• [Directions for this task]: Reproduce the entries exactly as they appear below.

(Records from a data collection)
PR #2976, opened 2024-12-15
replaced all of the switch elements and adujested the switch component

### LINKED ISSUE #2945: (SP: 2) Replace Switch throughout the project
Replace Switch with the reusable component from a design system

markgol777:
Screenshot 2024-12-15 at 14 31 55

Quiz page

Screenshot 2024-12-15 at 14 32 11

Offers page

Screenshot 2024-12-15 at 14 33 18

Notification tab

### DIFF
--- a/src/components/app-content-switcher/AppContentSwitcher.tsx
+++ b/src/components/app-content-switcher/AppContentSwitcher.tsx
@@ -3,7 +3,7 @@ import { TypographyProps } from '@mui/material/Typography'
 import { Typography } from '@mui/material'
 import { SxProps } from '@mui/system'
 import Tooltip from '@mui/material/Tooltip'
-import Switch from '@mui/material/Switch'
+import AppSwitch from '~/design-system/components/switch/Switch'
 import Stack from '@mui/material/Stack'
 import { defaultStyles } from '~/components/app-content-switcher/AppContentSwitcher.styles'
 import { SwitchContent, SwitchOptions } from '~/types'
@@ -38,12 +38,7 @@ const AppContentSwitcher: FC<SwitcherProps> = ({
   return (
     <Stack sx={{ ...defaultStyles.stack, ...styles } as SxProps}>
       {renderBlock(switchOptions.left, active)}
-      <Switch
-        checked={active}
-        data-testid='switch'
-        onChange={onChange}
-        sx={defaultStyles.switch}
-      />
+      <AppSwitch data-testid='switch' onChange={onChange} />
       {renderBlock(switchOptions.right, !active)}
     </Stack>
   )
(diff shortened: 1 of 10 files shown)


src/components/app-content-switcher/AppContentSwitcher.tsx
```diff
@@ -38,12 +38,7 @@ const AppContentSwitcher: FC<SwitcherProps> = ({
   return (
     <Stack sx={{ ...defaultStyles.stack, ...styles } as SxProps}>
       {renderBlock(switchOptions.left, active)}
-      <Switch
-        checked={active}
-        data-testid='switch'
-        onChange={onChange}
-        sx={defaultStyles.switch}
-      />
+      <AppSwitch data-testid='switch' onChange={onChange} />
```
ShadowOfTheSpace: Why did you remove the `checked` prop here?

src/components/app-content-switcher/AppContentSwitcher.tsx
```diff
@@ -3,7 +3,7 @@ import { TypographyProps } from '@mui/material/Typography'
 import { Typography } from '@mui/material'
 import { SxProps } from '@mui/system'
 import Tooltip from '@mui/material/Tooltip'
-import Switch from '@mui/material/Switch'
+import AppSwitch from '~/design-system/components/switch/Switch'
```
ShadowOfTheSpace: I think we should name all imports without the prefix `App`. As I can see, the `Switch` component has the name `AppSwitch`, but all components inside the design-system folder have names without `App`. So, I think it should be changed in a separate task. What do you think?

ShadowOfTheSpace (changes requested):

src/components/app-content-switcher/AppContentSwitcher.tsx
markgol777: Maybe, but I am not the created of the component
Screenshot 2024-12-15 at 15 01 59
+ we have got a lot of other components which prefix is app so it wouldn't be cool just to go around the whole project and remove one word:)

src/components/app-content-switcher/AppContentSwitcher.tsx
markgol777: Because it was redundant.

PS: Which I found was really weird but it works exactly the same with or without

src/components/app-content-switcher/AppContentSwitcher.tsx
ShadowOfTheSpace: I'm talking about only `design-system` folder here, not about `components` folder. You're importing `Switch` component from `design-system` folder, not from `components`, and all components there (except Switch) have naming without `App`.

markgol777: Fair enough, fixed.

ShadowOfTheSpace (approved):

amoutens (approved):

luiqor (approved):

• [Problem solution]:
PR #2976, opened 2024-12-15
replaced all of the switch elements and adujested the switch component

### LINKED ISSUE #2945: (SP: 2) Replace Switch throughout the project
Replace Switch with the reusable component from a design system

markgol777:
Screenshot 2024-12-15 at 14 31 55

Quiz page

Screenshot 2024-12-15 at 14 32 11

Offers page

Screenshot 2024-12-15 at 14 33 18

Notification tab

### DIFF
--- a/src/components/app-content-switcher/AppContentSwitcher.tsx
+++ b/src/components/app-content-switcher/AppContentSwitcher.tsx
@@ -3,7 +3,7 @@ import { TypographyProps } from '@mui/material/Typography'
 import { Typography } from '@mui/material'
 import { SxProps } from '@mui/system'
 import Tooltip from '@mui/material/Tooltip'
-import Switch from '@mui/material/Switch'
+import AppSwitch from '~/design-system/components/switch/Switch'
 import Stack from '@mui/material/Stack'
 import { defaultStyles } from '~/components/app-content-switcher/AppContentSwitcher.styles'
 import { SwitchContent, SwitchOptions } from '~/types'
@@ -38,12 +38,7 @@ const AppContentSwitcher: FC<SwitcherProps> = ({
   return (
     <Stack sx={{ ...defaultStyles.stack, ...styles } as SxProps}>
       {renderBlock(switchOptions.left, active)}
-      <Switch
-        checked={active}
-        data-testid='switch'
-        onChange={onChange}
-        sx={defaultStyles.switch}
-      />
+      <AppSwitch data-testid='switch' onChange={onChange} />
       {renderBlock(switchOptions.right, !active)}
     </Stack>
   )
(diff shortened: 1 of 10 files shown)


src/components/app-content-switcher/AppContentSwitcher.tsx
```diff
@@ -38,12 +38,7 @@ const AppContentSwitcher: FC<SwitcherProps> = ({
   return (
     <Stack sx={{ ...defaultStyles.stack, ...styles } as SxProps}>
       {renderBlock(switchOptions.left, active)}
-      <Switch
-        checked={active}
-        data-testid='switch'
-        onChange={onChange}
-        sx={defaultStyles.switch}
-      />
+      <AppSwitch data-testid='switch' onChange={onChange} />
```
ShadowOfTheSpace: Why did you remove the `checked` prop here?

src/components/app-content-switcher/AppContentSwitcher.tsx
```diff
@@ -3,7 +3,7 @@ import { TypographyProps } from '@mui/material/Typography'
 import { Typography } from '@mui/material'
 import { SxProps } from '@mui/system'
 import Tooltip from '@mui/material/Tooltip'
-import Switch from '@mui/material/Switch'
+import AppSwitch from '~/design-system/components/switch/Switch'
```
ShadowOfTheSpace: I think we should name all imports without the prefix `App`. As I can see, the `Switch` component has the name `AppSwitch`, but all components inside the design-system folder have names without `App`. So, I think it should be changed in a separate task. What do you think?

ShadowOfTheSpace (changes requested):

src/components/app-content-switcher/AppContentSwitcher.tsx
markgol777: Maybe, but I am not the created of the component
Screenshot 2024-12-15 at 15 01 59
+ we have got a lot of other components which prefix is app so it wouldn't be cool just to go around the whole project and remove one word:)

src/components/app-content-switcher/AppContentSwitcher.tsx
markgol777: Because it was redundant.

PS: Which I found was really weird but it works exactly the same with or without

src/components/app-content-switcher/AppContentSwitcher.tsx
ShadowOfTheSpace: I'm talking about only `design-system` folder here, not about `components` folder. You're importing `Switch` component from `design-system` folder, not from `components`, and all components there (except Switch) have naming without `App`.

markgol777: Fair enough, fixed.

ShadowOfTheSpace (approved):

amoutens (approved):

luiqor (approved):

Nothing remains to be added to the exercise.